Task requirements
Return the lines from the line containing "- **Tests:** ran" onward. Each must match exactly, and the last line of the listing below must be included.
⁂
PR #339, opened 2026-08-25
PDASHOSS01-81 Pod edit and delete support in pidash

irichard00:
## What

Wires the missing **pod edit & delete UI** into the Runners page. The backend `PATCH`/`DELETE` endpoints (`PodDetailEndpoint`) and the `PodService.update`/`.remove` client already existed; the web UI only exposed create + list. Issue PDASHOSS01-81.

## Changes

- **`EditPodModal`** (`apps/web/core/components/runners/edit-pod-modal.tsx`) — rename, edit description, and promote a pod to the project default. Mirrors `CreatePodModal`. Sends only changed fields; strips/re-adds the `{PROJECT}_` name prefix like create does; disables un-defaulting the current default pod (the server only transfers the flag by promoting another pod).
- **Per-pod overflow menu** on each pod tile (`runners/page.tsx`) — an Edit / Delete `CustomMenu`. The filter tile was restructured from a bare `<button>` into a container so the menu button isn't nested inside it.
- **Delete confirm** via `AlertModalCore`, mapping the server's 409 guards (`pod_has_runners`, `pod_has_active_runs`, `default_pod_undeletable`) to plain-language toasts, and clearing the pod filter when the selected pod is deleted.
- **Tests** (`tests/runners/edit-pod-modal.test.tsx`) — prefill, no-op close, changed-field payloads, default promotion, disabled toggle, and error handling.

## Testing

- `vitest run tests/runners/edit-pod-modal.test.tsx tests/runners/create-pod-modal.test.tsx` → 18 passed.
- `tsc --noEmit` → no new errors in touched files.
- `oxlint` + `oxfmt --check` → clean on touched files.

Permission gating stays server-side (workspace admin or pod creator): the menu is shown to all members and the server's 403/409 responses surface as toasts, matching the existing runner Delete/Revoke pattern on this page.

### DIFF
--- a/apps/web/app/(all)/[workspaceSlug]/runners/page.tsx
+++ b/apps/web/app/(all)/[workspaceSlug]/runners/page.tsx
@@ -6,17 +6,19 @@
 
 import { useState } from "react";
 import { observer } from "mobx-react";
-import { HelpCircle, Plus } from "lucide-react";
+import { HelpCircle, MoreHorizontal, Pencil, Plus, Trash2 } from "lucide-react";
 import { useNavigate } from "react-router";
 import useSWR from "swr";
 import { useTranslation } from "@pi-dash/i18n";
+import { IconButton } from "@pi-dash/propel/icon-button";
 import { TOAST_TYPE, setToast } from "@pi-dash/propel/toast";
 import { PodService, RunnerService } from "@pi-dash/services";
 import type { IPod, IRunner } from "@pi-dash/types";
-import { AlertModalCore, Badge, Button, Tooltip } from "@pi-dash/ui";
+import { AlertModalCore, Badge, Button, CustomMenu, Tooltip } from "@pi-dash/ui";
 import { PageHead } from "@/components/core/page-title";
 import { AddRunnerModal } from "@/components/runners/add-runner-modal";
 import { CreatePodModal } from "@/components/runners/create-pod-modal";
+import { EditPodModal } from "@/components/runners/edit-pod-modal";
 import { RUNNER_STATUS_I18N_LABELS, STATUS_BADGE_VARIANT } from "@/components/runners/runner-status";
 import { RunnersTabs } from "@/components/runners/runners-tabs";
 import { useSelectedPodFilter } from "@/hooks/use-selected-pod-filter";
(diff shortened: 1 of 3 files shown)


irichard00:
## Review: Pod edit & delete UI — approved ✅

Reviewed the diff (3 files, +493/-17) against the acceptance criteria and the existing server contract. It's clean and well-scoped; no blocking issues.

**Verified**
- **Error shapes match the backend.** `PodService.update`/`.remove` re-throw `e.response.data`, and `PodDetailEndpoint` returns `{error, code}` on the 409 guards and `{error: "forbidden"}` on 403. The delete handler's `(err?.code && byCode[err.code]) || err?.error || fallback` maps all three guard codes (`pod_has_runners`, `pod_has_active_runs`, `default_pod_undeletable`) and correctly surfaces the raw `forbidden` message for 403 — no silent failure. A total network failure (no `response`) throws `undefined`, which safely lands on the generic fallback toast in both handlers.
- **Change-only PATCH payload.** `EditPodModal` diffs name-suffix / description / `is_default` and omits unchanged fields, so a no-op save closes without a network call, and the default toggle never re-issues a promote/demote no-op.
- **Default-pod invariant respected.** The toggle is `disabled` when the pod is already default, so the UI can never send `is_default: false` — matching the server, which only transfers the flag by promoting another pod.
- **Prefix handling.** `suffixOf()` strips `{project_identifier}_` for display and sends the bare suffix; the server re-prefixes and re-validates via `validate_user_pod_name`.
- **Valid DOM / a11y.** The filter tile was restructured from a `<button>` into a `<div>` with the filter button and the `CustomMenu` trigger as siblings (no nested-button), the trigger carries an `aria-label`, and `pr-9` reserves room so the menu doesn't overlap the label.
- **Filter cleared on delete** when the deleted pod is the active filter.
- **Tests:** ran `vitest run tests/runners/edit-pod-modal.test.tsx` locally → **10/10 pass** (prefill, whitespace-name block, no-op close, changed-field-only payload, default promotion, disabled toggle, backend-error + generic-fallback toasts).

**Non-blocking nits** (optional, fine to merge as-is)
- `AlertModalCore` for delete uses `primaryButtonText={{ default: t("Delete"), loading: t("Delete") }}` — the loading label is identical to the idle one, so there's no visible progress cue while the delete is in flight (the button is still disabled via `isSubmitting`). Consider a `t("Deleting…")` loading label to match the edit modal's `Saving…`.
- Server-side guard order (unchanged by this PR): a *default* pod that also has runners returns `pod_has_runners` before `default_pod_undeletable`, so test step 7 only shows the `default_pod_undeletable` toast when that pod has zero active runners. Worth knowing when validating manually; not a UI defect.

Approving. Recommend a manual pass against a live API for the delete-guard toasts (not exercisable in unit tests) before closing.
⁂
Result for this exercise
- **Tests:** ran `vitest run tests/runners/edit-pod-modal.test.tsx` locally → **10/10 pass** (prefill, whitespace-name block, no-op close, changed-field-only payload, default promotion, disabled toggle, backend-error + generic-fallback toasts).

**Non-blocking nits** (optional, fine to merge as-is)
- `AlertModalCore` for delete uses `primaryButtonText={{ default: t("Delete"), loading: t("Delete") }}` — the loading label is identical to the idle one, so there's no visible progress cue while the delete is in flight (the button is still disabled via `isSubmitting`). Consider a `t("Deleting…")` loading label to match the edit modal's `Saving…`.
- Server-side guard order (unchanged by this PR): a *default* pod that also has runners returns `pod_has_runners` before `default_pod_undeletable`, so test step 7 only shows the `default_pod_undeletable` toast when that pod has zero active runners. Worth knowing when validating manually; not a UI defect.

Approving. Recommend a manual pass against a live API for the delete-guard toasts (not exercisable in unit tests) before closing.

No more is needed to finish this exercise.